Looking through the currently available document, the closest I was able to determine if this function can now be executed if you use the scipy.stats.pearsonr module.
r2 = stats.pearsonr("pct", "rdiff", df)
When trying to make it work directly in the Pandas framework, an error occurred due to a violation of the basic requirements for the input signal:
TypeError: pearsonr() takes exactly 2 arguments (3 given)
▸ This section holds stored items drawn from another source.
PR #426, opened 2026-01-08
Start testing diagnostics during resolution

Morriar:
Step towards https://github.com/Shopify/saturn/issues/354, we make sure we don't already have diagnostics for the resolution tests.

### DIFF
--- a/rust/rubydex/src/resolution.rs
+++ b/rust/rubydex/src/resolution.rs
@@ -1306,6 +1306,7 @@ fn set_singleton_class_id(declaration: &mut Declaration, id: DeclarationId) {
 #[cfg(test)]
 mod tests {
     use super::*;
+    use crate::diagnostic::Rule;
     use crate::model::ids::UriId;
     use crate::test_utils::GraphTest;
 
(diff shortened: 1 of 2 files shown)


rust/rubydex/src/indexing/ruby_indexer.rs
```diff
@@ -1610,22 +1610,27 @@ mod tests {
         }};
     }
 
+    fn format_diagnostics(context: &LocalGraphTest) -> Vec<String> {
```
vinistock, line 1892: How about we implement either `Display`, `Debug` or pretty print for `Diagnostic`?

That way, we get the printing by default and it reduces some of the duplication between indexing and resolution tests.

rust/rubydex/src/resolution.rs
```diff
@@ -1462,29 +1462,71 @@ mod tests {
...
     fn resolving_top_level_references() {
         let mut context = GraphTest::new();
         context.index_uri("file:///bar.rb", {
             r"
             class Bar; end
 
-            ::Bar
-            Bar
+            puts ::Bar
+            puts Bar
```
vinistock: Are the puts all to avoid the `Constant in void context` warnings from Prism?

If so, what do you think of automatically filtering based on code, so that we only assert against resolution level diagnostics?

Right now, adding the `puts` is enough, but as we get more and more diagnostics, writing code that generates zero of them might pollute examples with a lot of code that's unrelated to what's being tested.

st0012: Yeah perhaps the macro can take an optional exceptions list `assert_no_diagnostics!(&context, <exceptions>);`?

rust/rubydex/src/indexing/ruby_indexer.rs
Morriar: I don't think we can use either because we need to pass the `source` to be able to translate the byte offset into a line/column

rust/rubydex/src/resolution.rs
Morriar: I like it, updated 👍

rust/rubydex/src/indexing/ruby_indexer.rs
vinistock: Ah, right. How about a regular method to reduce the duplication then?

```rust
fn formatted(&self, source: &str) -> String {
  format!(
    "{}: {} ({})",
    self.severity.as_str(),
    self.message,
    self.offset.to_display_range(source)
  )
}
```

I managed to find another Pandas Seaborn user who obviously solved it: https://github.com/scipy/scipy/blob/v0.14.0/scipy/stats/stats.py#L2392
sns.regplot("rdiff", "pct", df, corr_func=stats.pearsonr);
But, unfortunately, I was not able to get this to work, because, apparently, the author created his own "corr_func", or there is an undocumented method for passing arguments Seaborn, available using a more manual method:
# x and y should have same length. x = np.asarray(x) y = np.asarray(y) n = len(x) mx = x.mean() my = y.mean() xm, ym = x-mx, y-my r_num = np.add.reduce(xm * ym) r_den = np.sqrt(ss(xm) * ss(ym)) r = r_num / r_den # Presumably, if abs(r) > 1, then it is only some small artifact of floating # point arithmetic. r = max(min(r, 1.0), -1.0) df = n-2 if abs(r) == 1.0: prob = 0.0 else: t_squared = r*r * (df / ((1.0 - r) * (1.0 + r))) prob = betai(0.5*df, 0.5, df / (df + t_squared)) return r, prob
We hope that this will help move this initial request towards an interim solution, since it really needs a utility to add regression statistics to the Seaborn package as a substitute for what can be easily obtained from MS-Excel or the Matplotlib line plan.